Reproduce the records exactly through the line with "- Seven packages".

##### Dataset extract #####

PR #576, opened 2026-06-11
feat(tinygo): add build-tagged seams for tinygo-incompatible OS calls (plan 247)

jeduden:
## Summary

- Add `//go:build tinygo` / `//go:build !tinygo` seam pairs for each stdlib call tinygo's wasm target does not implement: `os.Chmod`, `os.SameFile`, `filepath.EvalSymlinks`
- Seven packages gain seam file pairs: `internal/fix`, `internal/schema`, `internal/githooks`, `internal/lsp`, `internal/rules/build`, `internal/rules/crossfilereferenceintegrity`, `internal/rules/requiredstructure`
- Tinygo variants: no-op for chmod (no POSIX mode bits in wasm), identity for EvalSymlinks (no symlinks in the wasm sandbox), `true` for SameFile in githooks (wasm sandbox has no symlinks/concurrent writes so TOCTOU check should always pass), `false` for SameFile in requiredstructure (triggers path-equality fallback in `isSchemaFile`)
- Non-tinygo paths delegate to the real stdlib calls unchanged
- `chmodFile` vars in `internal/fix` and `internal/schema` are injectable via package-level vars; both packages guard them with `chmodFileMu sync.Mutex` so parallel tests don't race
- `isSchemaFile` restructured: `sameFile` result is additive (true → return immediately) rather than replacing the path-equality fallback, which now always runs as a backstop; `filepath.Clean` wrappers on `filepath.Abs` results removed (Abs already cleans)
- `githooks/compat_tinygo.go` `sameFile` returns `true` (not `false`) so `atomicWriteGitattributes` doesn't always fail with "file changed since lstat" when updating an existing file on tinygo
- Un-skip `TestTinyGoWASMArtifactSizeBudget` — now asserts the 8 MiB ceiling rather than skipping
- Flip the `tinygo-wasm` CI job to enforcing by removing `continue-on-error: true`
- Mark plan 247 `✅`; update plan 218, plan 240, and `docs/background/concepts/engine-api.md` to record tinygo as CI-verified
- File three follow-on plans for out-of-scope findings: consolidate 16 compat file pairs into `internal/oscompat` (plan 2606111048), harden WASM size test with `-no-debug` and gzip check (plan 2606111049), mutex gap in schema package (plan 2606111050, already fixed in this PR)

## Test plan

- [x] `go build ./...` passes (the `!tinygo` path compiles cleanly)
- [x] `go test ./...` passes — all tests green, no regressions
- [x] `schema.chmodFile` guarded with `chmodFileMu` matching the `fix` package pattern
- [ ] CI `tinygo-wasm` job runs enforcing (no `continue-on-error`) and `TestTinyGoWASMArtifactSizeBudget` asserts the 8 MiB budget
- [ ] `TestWASMArtifactSizeBudget` (standard GOOS=js build) unchanged
- [ ] Codecov patch coverage gate passes

https://claude.ai/code/session_01B1TZmZyubdqjWrXoNum3dN

### DIFF
--- a/.github/workflows/ci.yml
+++ b/.github/workflows/ci.yml
@@ -519,12 +519,8 @@ jobs:
   # same `go test` run also enforces the artifact size budget
   # (size_test.go, a regression guard now at ~11.2 MB raw / ~2.8 MB
   # gzipped after cuelang.org/go left the graph) and the Go↔JS method-set
-  # parity (methods_test.go). tinygo is intentionally not built here: the
-  # tinygo wasm target still leaves os.Chmod, os.SameFile, and
-  # os.Symlink/filepath.EvalSymlinks undefined, which pkg/mdsmith reaches
-  # transitively, so the tinygo build does not yet compile. Build-tagging
-  # those calls out of the wasm graph is follow-up work (see
-  # docs/background/concepts/engine-api.md and plan/240).
+  # parity (methods_test.go). tinygo is built in the separate tinygo-wasm
+  # job below, which is now enforcing (plan 247).
   wasm:
     runs-on: ubuntu-latest
     steps:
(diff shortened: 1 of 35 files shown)


jeduden:
🟢 **Merge Queue** — picked up

**Next:** No action needed — you'll get another comment when CI starts on the batch. [View merge queue run](https://github.com/jeduden/mdsmith/actions/runs/27343059115).

jeduden:

Merged into batch branch [`merge-queue/batch-576-1781176760`](https://github.com/jeduden/mdsmith/tree/merge-queue/batch-576-1781176760). [View CI run](https://github.com/jeduden/mdsmith/actions/runs/27343137669).

jeduden:
✅ **Merge Queue** — merged

This PR landed on `main` via commit [`4a25f37`](https://github.com/jeduden/mdsmith/commit/4a25f37ae35100cdbcdd4c0c99f568294c0f5169). [CI run that validated the merge](https://github.com/jeduden/mdsmith/actions/runs/27343137669).

PR #592, opened 2026-06-12
Code-review fixes for #591: enforce the soft-skip contract, fix the vs-mado denominator, refresh stale prose

jeduden:
Follow-up to the merged #591: the user-requested xhigh code-review round over that diff surfaced three fixable findings (plus structural notes left for the maintainer). Round 2 of the review runs on this PR next.

## Fixes

**1. Required smoke channels can no longer soft-skip verification** (`internal/release/releasesmoke.go`, TDD)

#591 introduced the `skipped=true` output contract so the best-effort `mise-registry` leg skips the shared Verify step. The review found `CheckReleaseSmoke` only checks that each required channel has a matrix entry — a required channel carrying the soft-skip marker would pass the gate while never verifying the published binary (the concrete risk: promoting `mise-registry` into `RequiredSmokeChannels` once the jdx registry entry lands, without removing its skip path). The gate now rejects the combination; tests cover both the violation and the allowed best-effort case.

**2. The "vs mado" benchmark column now actually divides by mado** (`docs/research/benchmarks/gen_fragments.py`)

The table's ratio denominator was `min()` over all tools under a hardcoded `vs mado` header. In the pre-#591 committed data mdsmith-parity was faster than mado, so every published ratio was silently vs-parity — the old table literally showed mado at "1.1x vs mado". Pinned to mado's median with a loud exit if mado's result is missing; output is byte-identical for the current data except the caption, which now reads "the ratio to mado's median". (The headline's `int()` floor was left alone — its comment states the floor is deliberate: "the headline must never overstate the win".)

**3. Stale hand-written README numbers** (`docs/research/benchmarks/README.md`)

The corpora table and the growth paragraph still said 722 repo files (the fragments say 766); the parity-gap sentence said "trails mado by roughly a tenth" while the data gives 1.14x — it now cites the table's own 1.1x figure so it can't drift independently. Also added one clause to the Verify-step comment in `release.yml`: the skip mechanism relies on the implicit `success()` guard, so `continue-on-error` must not be added to the Install step.

## Review findings deliberately not fixed

- The mise-registry leg burns ~60s of retry sleeps + a container pull per release while the registry entry is pending — judged a fair trade vs. brittle error-string matching; the design comment already documents it.
- Baseline provenance (nothing stops a laptop `run.sh` promotion from reintroducing environment skew) and the 15% tolerance sitting near the observed ±14–19% ratio noise floor — structural policy calls, flagged in #591's notes.
- Refuted during verification: the claim that an explicit `if:` drops the implicit `success()` guard (GitHub docs: a status function is implied unless one is present), and the claim that `mise activate` pollutes the Verify step's captured stdout (run 107's green mise leg disproves it).

Validated: `go test ./internal/release/... ./cmd/mdsmith-release/...`, `check-release-gates`, `check-release-smoke`, fragment regeneration is byte-stable, and `mdsmith check .` is clean. golangci-lint could not run locally (tools/go.mod needs Go ≥ 1.25.8; environment has 1.25.0) — CI covers it.

https://claude.ai/code/session_0123efoHqbw98eAhPYYjaAkp

---
_Generated by [Claude Code](https://claude.ai/code/session_0123efoHqbw98eAhPYYjaAkp)_

### DIFF
--- a/.github/workflows/release.yml
+++ b/.github/workflows/release.yml
@@ -870,6 +870,10 @@ jobs:
         # install with `skipped=true` when the upstream registry entry
         # does not exist yet; verifying a binary that was never
         # installed would fail with exit 127, so skip alongside it.
+        # Hard install failures are covered by the implicit success()
+        # in this expression — do not add continue-on-error to the
+        # Install step, or a failed install would fall through to here
+        # with no skipped output and re-fail as a confusing exit 127.
         if: steps.install.outputs.skipped != 'true'
         run: |
           got=$(${{ matrix.run }})
--- a/docs/research/benchmarks/README.md
+++ b/docs/research/benchmarks/README.md
@@ -51,7 +51,7 @@ docs read.
 
 | Corpus  | Files | Source                                            |
 | ------- | ----- | ------------------------------------------------- |
-| repo    | 722   | mdsmith's own tracked Markdown (fixtures dropped) |
+| repo    | 766   | mdsmith's own tracked Markdown (fixtures dropped) |
 | neutral | 234   | Rust Book + Rust Reference `src/` (third-party)   |
 
 ### Environment
@@ -90,7 +90,7 @@ mdsmith-only rules so the work class matches the markdownlint
 tools (see `bench-parity.mdsmith.yml`).
 
 **Repo corpus — 766 Markdown files** (median wall time, lower is
-better; `vs mado` is the median ratio to the fastest tool):
+better; `vs mado` is the ratio to mado's median):
 
 | Tool              | Median  | Min     | vs mado |
 | ----------------- | ------- | ------- | ------- |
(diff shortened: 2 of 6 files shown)


jeduden:
🟢 **Merge Queue** — picked up

**Next:** No action needed — you'll get another comment when CI starts on the batch. [View merge queue run](https://github.com/jeduden/mdsmith/actions/runs/27405839854).

jeduden:

Merged into batch branch [`merge-queue/batch-592-1781254927`](https://github.com/jeduden/mdsmith/tree/merge-queue/batch-592-1781254927). [View CI run](https://github.com/jeduden/mdsmith/actions/runs/27405878858).

jeduden:
✅ **Merge Queue** — merged

This PR landed on `main` via commit [`ee95624`](https://github.com/jeduden/mdsmith/commit/ee9562492d8033f99caea2650128f3f92edb685c). [CI run that validated the merge](https://github.com/jeduden/mdsmith/actions/runs/27405878858).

#####

• Answer:
PR #576, opened 2026-06-11
feat(tinygo): add build-tagged seams for tinygo-incompatible OS calls (plan 247)

jeduden:
## Summary

- Add `//go:build tinygo` / `//go:build !tinygo` seam pairs for each stdlib call tinygo's wasm target does not implement: `os.Chmod`, `os.SameFile`, `filepath.EvalSymlinks`
- Seven packages gain seam file pairs: `internal/fix`, `internal/schema`, `internal/githooks`, `internal/lsp`, `internal/rules/build`, `internal/rules/crossfilereferenceintegrity`, `internal/rules/requiredstructure`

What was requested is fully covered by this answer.